Adaptive Measurement Noise Covariance Matrix R for JPDAF based Multitarget Tracking

Abstract

In multitarget tracking, several targets of interest are being tracked simultaneously with the help of any optimal estimator. Kalman Filter (KF) and Extended Kalman Filter (EKF) have proved to be very good estimators. Multitarget tracking finds its applications in diverse fields like pattern recognition, computer vision, radar tracking, robotics, etc.

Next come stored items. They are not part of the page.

PR #1992, opened 2023-06-12
list,oci_index: automatically add inbuilt annotations on add

flouthoc:
Adding instance to list should automatically add special annotations if any.

### DIFF
--- a/internal/manifest/list.go
+++ b/internal/manifest/list.go
@@ -3,6 +3,7 @@ package manifest
 import (
 	"fmt"
 
+	compression "github.com/containers/image/v5/pkg/compression/types"
 	"github.com/containers/image/v5/types"
 	digest "github.com/opencontainers/go-digest"
 	imgspecv1 "github.com/opencontainers/image-spec/specs-go/v1"
@@ -82,17 +83,21 @@ type ListEdit struct {
 	ListOperation ListOp
 
 	// if Op == ListEditUpdate (basically the previous UpdateInstances). All fields must be set.
-	UpdateOldDigest digest.Digest
-	UpdateDigest    digest.Digest
-	UpdateSize      int64
-	UpdateMediaType string
+	UpdateOldDigest             digest.Digest
+	UpdateDigest                digest.Digest
+	UpdateSize                  int64
+	UpdateMediaType             string
+	UpdateAffectAnnotations     bool
+	UpdateAnnotations           map[string]string
+	UpdateCompressionAlgorithms []compression.Algorithm
 
 	// If Op = ListEditAdd. All fields must be set.
-	AddDigest      digest.Digest
-	AddSize        int64
-	AddMediaType   string
-	AddPlatform    *imgspecv1.Platform
-	AddAnnotations map[string]string
+	AddDigest                digest.Digest
+	AddSize                  int64
+	AddMediaType             string
+	AddPlatform              *imgspecv1.Platform
+	AddAnnotations           map[string]string
+	AddCompressionAlgorithms []compression.Algorithm
 }
 
 // ListPublicFromBlob parses a list of manifests.
--- a/internal/manifest/oci_index.go
+++ b/internal/manifest/oci_index.go
@@ -7,6 +7,7 @@ import (
 	"runtime"
 
 	platform "github.com/containers/image/v5/internal/pkg/platform"
+	compression "github.com/containers/image/v5/pkg/compression/types"
 	"github.com/containers/image/v5/types"
 	"github.com/opencontainers/go-digest"
 	imgspec "github.com/opencontainers/image-spec/specs-go"
@@ -22,7 +23,8 @@ const (
 	// That also suggests that this instance benefits from
 	// Zstd compression, so it can be preferred by compatible consumers over instances that
 	// use gzip, depending on their local policy.
-	OCI1InstanceAnnotationCompressionZSTD = "io.github.containers.compression.zstd"
+	OCI1InstanceAnnotationCompressionZSTD      = "io.github.containers.compression.zstd"
+	OCI1InstanceAnnotationCompressionZSTDValue = "true"
 )
 
 // OCI1IndexPublic is just an alias for the OCI index type, but one which we can
@@ -76,8 +78,23 @@ func (index *OCI1IndexPublic) UpdateInstances(updates []ListUpdate) error {
 	return index.editInstances(editInstances)
 }
 
+func addCompressionAnnotations(compressionAlgorithms []compression.Algorithm, annotationsMap map[string]string) {
+	// TODO: This should also delete the algorithm if map already contains an algorithm and compressionAlgorithm
+	// list has a different algorithm. To do that, we would need to modify the callers to always provide a reliable
+	// and full compressionAlghorithms list.
+	for _, algo := range compressionAlgorithms {
+		switch algo.Name() {
+		case compression.ZstdAlgorithmName:
+			annotationsMap[OCI1InstanceAnnotationCompressionZSTD] = OCI1InstanceAnnotationCompressionZSTDValue
+		default:
+			continue
+		}
+	}
+}
+
 func (index *OCI1IndexPublic) editInstances(editInstances []ListEdit) error {
 	addedEntries := []imgspecv1.Descriptor{}
+	updatedAnnotations := false
 	for i, editInstance := range editInstances {
 		switch editInstance.ListOperation {
 		case ListOpUpdate:
@@ -102,19 +119,38 @@ func (index *OCI1IndexPublic) editInstances(editInstances []ListEdit) error {
 				return fmt.Errorf("update %d of %d passed to OCI1Index.UpdateInstances had no media type (was %q)", i+1, len(editInstances), index.Manifests[i].MediaType)
 			}
 			index.Manifests[targetIndex].MediaType = editInstance.UpdateMediaType
+			if editInstance.UpdateAnnotations != nil {
+				updatedAnnotations = true
+				if editInstance.UpdateAffectAnnotations {
+					index.Manifests[targetIndex].Annotations = maps.Clone(editInstance.UpdateAnnotations)
+				} else {
+					if index.Manifests[targetIndex].Annotations == nil {
+						index.Manifests[targetIndex].Annotations = map[string]string{}
+					}
+					maps.Copy(index.Manifests[targetIndex].Annotations, editInstance.UpdateAnnotations)
+				}
+			}
+			addCompressionAnnotations(editInstance.UpdateCompressionAlgorithms, index.Manifests[targetIndex].Annotations)
 		case ListOpAdd:
+			annotations := map[string]string{}
+			if editInstance.AddAnnotations != nil {
+				annotations = maps.Clone(editInstance.AddAnnotations)
+			}
+			addCompressionAnnotations(editInstance.AddCompressionAlgorithms, annotations)
 			addedEntries = append(addedEntries, imgspecv1.Descriptor{
 				MediaType:   editInstance.AddMediaType,
 				Size:        editInstance.AddSize,
 				Digest:      editInstance.AddDigest,
 				Platform:    editInstance.AddPlatform,
-				Annotations: editInstance.AddAnnotations})
+				Annotations: annotations})
 		default:
 			return fmt.Errorf("internal error: invalid operation: %d", editInstance.ListOperation)
 		}
 	}
 	if len(addedEntries) != 0 {
 		index.Manifests = append(index.Manifests, addedEntries...)
+	}
+	if len(addedEntries) != 0 || updatedAnnotations {
 		slices.SortStableFunc(index.Manifests, func(a, b imgspecv1.Descriptor) bool {
 			return !instanceIsZstd(a) && instanceIsZstd(b)
 		})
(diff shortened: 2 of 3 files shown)


flouthoc:
@mtrmac PTAL

internal/manifest/oci_index.go
```diff
@@ -103,6 +116,7 @@ func (index *OCI1IndexPublic) editInstances(editInstances []ListEdit) error {
 			}
 			index.Manifests[targetIndex].MediaType = editInstance.UpdateMediaType
 		case ListOpAdd:
+			addCompressionAnnotations(editInstance.AddCompressionAnnotation, editInstance.AddAnnotations)
```
mtrmac, line 119: Maps are reference types in Go (as shown in the `addCompressionAnnotations` parameter design); doesn’t this modify caller’s data?

Consider
```go
annotations := map[…]…
edits := []ListEdit{{…, annotations}, {…, annotations}}
```

AFAICS this would mean that if the first image adds an annotation, the second one would get it as well.

internal/manifest/list.go
```diff
@@ -88,11 +89,12 @@ type ListEdit struct {
...
-	AddSize        int64
-	AddMediaType   string
-	AddPlatform    *imgspecv1.Platform
-	AddAnnotations map[string]string
+	AddDigest                digest.Digest
+	AddSize                  int64
+	AddMediaType             string
+	AddPlatform              *imgspecv1.Platform
+	AddAnnotations           map[string]string
+	AddCompressionAnnotation []compression.Algorithm
```
mtrmac, line 97: This design LGTM. We need this also for `Update`.

mtrmac (commented):
ACK.

Another part (that can be this PR or a separate one) is to ensure that `skopeo copy --format zstd`, and a plain `skopeo copy` that uses zstd (e.g. because it reuses an existing blob) also adds that annotation.

internal/manifest/list.go
mtrmac, line 97: `AddCompressionAlgorithms[Used]`? That this is stored in an annotation is conceptually manifest-format-specific (some future format might have this as a native field).

internal/manifest/oci_index.go
```diff
@@ -102,13 +115,26 @@ func (index *OCI1IndexPublic) editInstances(editInstances []ListEdit) error {
 				return fmt.Errorf("update %d of %d passed to OCI1Index.UpdateInstances had no media type (was %q)", i+1, len(editInstances), index.Manifests[i].MediaType)
 			}
 			index.Manifests[targetIndex].MediaType = editInstance.UpdateMediaType
+			for k, v := range editInstance.UpdateAnnotations {
+				index.Manifests[targetIndex].Annotations[k] = v
+			}
```
mtrmac, line 120: `x/exp/maps.Clone` please, then we don’t have to even think about correctness of the implementation.

---

The above would, AFAICS, preserve any old annotations in the descriptor, i.e. it would not allow removing an annotation. Using `Clone` + overwriting `.Annotations` is clearly an overwrite.

internal/manifest/oci_index.go
```diff
@@ -102,13 +115,26 @@ func (index *OCI1IndexPublic) editInstances(editInstances []ListEdit) error {
...
+			annotations := make(map[string]string)
+			addCompressionAnnotations(editInstance.UpdateCompressionAlgorithms, annotations)
+			for k, v := range annotations {
+				index.Manifests[targetIndex].Annotations[k] = v
+			}
```
mtrmac, line 125: `addCompressionAnnotations(…, index.Manifests[…].Annotations)` would AFAICS do the same thing in a simpler way; no need for an extra zero-or-one-element map.

If you think the effect is not clear, `addCompressionAnnotations(*Descriptor, []Alghoritm)` would make it very clear that it is editing the descriptor.

internal/manifest/oci_index.go
```diff
@@ -102,13 +115,26 @@ func (index *OCI1IndexPublic) editInstances(editInstances []ListEdit) error {
...
 		case ListOpAdd:
+			annotations := make(map[string]string)
+			for k, v := range editInstance.AddAnnotations {
+				annotations[k] = v
+			}
```
mtrmac, line 130: `maps.Clone`

internal/manifest/oci_index.go
```diff
@@ -76,6 +78,17 @@ func (index *OCI1IndexPublic) UpdateInstances(updates []ListUpdate) error {
 	return index.editInstances(editInstances)
 }
 
+func addCompressionAnnotations(compressionAlgorithm []compression.Algorithm, annotationsMap map[string]string) {
```
mtrmac, line 81: Hum, should this also remove the annotation if the image is not using zstd? E.g. copying a zstd image while converting to gzip.

(That can only work if call callers correctly fill in the list of algorithms…)

mtrmac: “if all callers” …

flouthoc: Yes , one hurdle which i saw what defines if user wants to recompress as `gzip` is it leaving the `compressionAlgorithm` list empty or adding a new element `gzip`, Callers would need to take care of this.

I left a `TODO` comment instead of implementing it now.

internal/manifest/list.go
```diff
@@ -82,17 +83,20 @@ type ListEdit struct {
...
 	// if Op == ListEditUpdate (basically the previous UpdateInstances). All fields must be set.
-	UpdateOldDigest digest.Digest
-	UpdateDigest    digest.Digest
-	UpdateSize      int64
-	UpdateMediaType string
+	UpdateOldDigest             digest.Digest
+	UpdateDigest                digest.Digest
+	UpdateSize                  int64
+	UpdateMediaType             string
+	UpdateAnnotations           map[string]string
```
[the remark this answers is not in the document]
mtrmac: Also, `UpdateInstances` uses this code path, and does not fill `UpdateAnnotations`. So we need to distinguish between “don’t edit annotations” and “delete all existing annotations, replace with no annotations”.

internal/manifest/oci_index.go
```diff
@@ -76,6 +78,19 @@ func (index *OCI1IndexPublic) UpdateInstances(updates []ListUpdate) error {
...
+	// TODO: This should also delete the algorithm if map already contains an algorithm and compressionAlgorithm
+	// list has a different algorithm.
```
mtrmac, line 83: I don’t know how I feel about not implementing this… I guess let’s start with the “add a Zstd annotation on a Zstd copy” part identified earlier, and let’s see how that goes.

---

Here, though, please at least record. 
```suggestion
	// TODO: This should also delete the algorithm if map already contains an algorithm and compressionAlgorithm
	// list has a different algorithm. To do that, we would need to modify the callers to always provide a reliable
	// and full compressionAlghorithms list.
```

internal/manifest/oci_index.go
```diff
@@ -76,6 +78,19 @@ func (index *OCI1IndexPublic) UpdateInstances(updates []ListUpdate) error {
 	return index.editInstances(editInstances)
 }
 
+func addCompressionAnnotations(compressionAlgorithm []compression.Algorithm, annotationsMap map[string]string) {
```
mtrmac, line 81:
```suggestion
func addCompressionAnnotations(compressionAlgorithms []compression.Algorithm, annotationsMap map[string]string) {
```
or just
```suggestion
func addCompressionAnnotations(algorithms []compression.Algorithm, annotationsMap map[string]string) {
```

internal/manifest/list.go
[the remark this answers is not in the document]
flouthoc: I added a new field `OverwriteAnnotations bool` that should cover this case I think.

internal/manifest/oci_index.go
flouthoc: I implemented `delete` for this, assuming callers would take care of choosing `gzip` in the algorithms list.

rhatdan:
@vrothberg @mtrmac PTAL

internal/manifest/oci_index.go
```diff
@@ -76,6 +78,26 @@ func (index *OCI1IndexPublic) UpdateInstances(updates []ListUpdate) error {
...
+		case compression.GzipAlgorithmName:
+			foundGzip = true
+		default:
+			continue
+		}
+	}
+
+	// In case if user is reverting to default gzip
+	// we must remove other inbuilt annotatations
+	if foundGzip {
```
mtrmac, line 96: I can’t see how this follows. AFAICS the zstd annotation should be used iff a zstd layer is present, and presence or absence of gzip layers has nothing to do with it.

(Consider a future in which there is some other third format.)

flouthoc: @mtrmac Yes I had some confusion about how to implement deletion since there is now way to determine if user wants to remove `zstd` annotation. Any hints about how to add deletion here ?

mtrmac: The idea is that the caller provides a _complete and precise_ list of compression algorithms. (That doesn’t currently exist.)

Then this code can always add or remove the zstd annotation automatically. The caller is a generic OCI-unaware thing that doesn’t know a zstd annotation exists; the caller only provides the requires list of algorithms.

---

… and that doesn’t work for the existing `UpdateInstances`. Oops.

---

A point to note is that this only works if the list of algorithms is specified. I.e., right now, this PR would cause the delete code to keep deleting the annotation.

So, either split this further (per https://github.com/containers/image/pull/1992#discussion_r1228373189 ):
- revert this PR to only add an annotation
- implement correctly setting `*CompressionAlgorithms` in the caller
- and then re-add the part of this PR that deletes the zstd annotation.

Or, do all of the three in _this_ PR, i.e. extend it to correctly set `*CompressionAlghorithms` in c/image/copy.

internal/manifest/list.go
```diff
@@ -82,17 +83,21 @@ type ListEdit struct {
...
 	// if Op == ListEditUpdate (basically the previous UpdateInstances). All fields must be set.
-	UpdateOldDigest digest.Digest
-	UpdateDigest    digest.Digest
-	UpdateSize      int64
-	UpdateMediaType string
+	UpdateOldDigest             digest.Digest
+	UpdateDigest                digest.Digest
+	UpdateSize                  int64
+	UpdateMediaType             string
+	OverwriteAnnotations        bool
```
mtrmac, line 90: - Name this `Update…` to make it lear it relates to `ListEditUpdate`, please. [1]
- Per the other thread, the `UpdateInstances` caller will not set `UpdateCompressionAlgorithms`, so we must have an opt-in into both kinds of the annotation changes. Maybe `UpdateAffectAnnotations`? `UpdateDoNotChangeAnnotations`? (with opposite meanings).

---

[1] Or maybe
```go
type ListEditStruct {
  ListOperation …

  // if Op == ListEditUpdate …
  Update struct {
    OldDigest …
    Digest …
  }
```
I haven’t checked that is actually possible. It would mean a tiny bit less repetition here, at the cost of extra `.` in all users; I don’t have a preference.

internal/manifest/oci_index.go
flouthoc: > revert this PR to only add an annotation

SGTM I think doing this later on will be easier once we have some working.

flouthoc:
@mtrmac PTAL

flouthoc:
@mtrmac Is Anything left pending in this PR ? I have reverted some of the changes, so we can revisit them later once we have minimal working model in place. WDYT ?

internal/manifest/oci_index.go
```diff
@@ -102,13 +118,23 @@ func (index *OCI1IndexPublic) editInstances(editInstances []ListEdit) error {
 				return fmt.Errorf("update %d of %d passed to OCI1Index.UpdateInstances had no media type (was %q)", i+1, len(editInstances), index.Manifests[i].MediaType)
 			}
 			index.Manifests[targetIndex].MediaType = editInstance.UpdateMediaType
+			if editInstance.UpdateAffectAnnotations {
+				index.Manifests[targetIndex].Annotations = maps.Clone(editInstance.UpdateAnnotations)
+			} else {
+				for k, v := range editInstance.UpdateAnnotations {
+					index.Manifests[targetIndex].Annotations[k] = v
+				}
```
mtrmac, line 126: `maps.Copy(index.Manifests[targetIndex].Annotations, editInstance.UpdateAnnotations)`

mtrmac (commented):
LGTM overall.

Some unit tests would be nice but not blocking.

internal/manifest/oci_index.go
flouthoc: While working with tests i found that `Copy` panics if  `dest` is `nil`. So we must set `nil` to `map[string]string{}` before doing copy.

internal/manifest/oci_index.go
```diff
@@ -102,19 +119,38 @@ func (index *OCI1IndexPublic) editInstances(editInstances []ListEdit) error {
...
-				Annotations: editInstance.AddAnnotations})
+				Annotations: annotations})
 		default:
 			return fmt.Errorf("internal error: invalid operation: %d", editInstance.ListOperation)
 		}
 	}
 	if len(addedEntries) != 0 {
 		index.Manifests = append(index.Manifests, addedEntries...)
+	}
+	if len(addedEntries) != 0 || updatedAnnotations {
```
mtrmac, line 153: Great catch!

---

Note for the record: Arguably we should re-sort only on _compression_ annotation change.

But then, we are not computing compression annotations precisely right now (only adding, not deleting), so… we can’t exactly guarantee specific behavior. The two boundary cases (`UpdateInstances` with no annotation input, and `EditInstances` adding Zstd) both work correctly.

mtrmac (approved):
LGTM. Thanks!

Several algorithms have been implemented for multitarget tracking including Probabilistic Data Association Filter (PDAF), Joint Probabilistic Data Association Filter (JPDAF), Nearest Neighbor Standard Filter (NNSF), Global Nearest Neighbor (GNN), Neural Networks (NNs), etc. Joint Probabilistic Data Association Filter (JPDAF) is the multitarget version of Probabilistic Data Association Filter (PDAF), in which joint association probabilities are computed and tracks are then updated based upon theses probabilities. Measurement noise covariance matrix R in Kalman filter needs to be transformed from polar to cartesian coordinate system. The optimal value of R should be calculated for the good performance of filter. In this paper, measurement noise covariance matrix R has been computed using transformation and more than 80% of the desired results have been achieved by performing tracking using JPDAF algorithm.